PR #10359, opened 2021-05-16
Update troubleshooting.md

infiniteregrets:
I have been experimenting with this idea of nested containers, and I faced some problems/errors while doing so that really confused me (probably because I was new to some concepts) for a while, but I think what I have added, although trivial, can be helpful to someone. If I made any errors or wrote something that is incorrect then please do let me know (:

..........

WHAT IS EXPECTED: Restate every line of the data above exactly as it was written.

RESULT OF THE TASK:
PR #10359, opened 2021-05-16
Update troubleshooting.md

infiniteregrets:
I have been experimenting with this idea of nested containers, and I faced some problems/errors while doing so that really confused me (probably because I was new to some concepts) for a while, but I think what I have added, although trivial, can be helpful to someone. If I made any errors or wrote something that is incorrect then please do let me know (:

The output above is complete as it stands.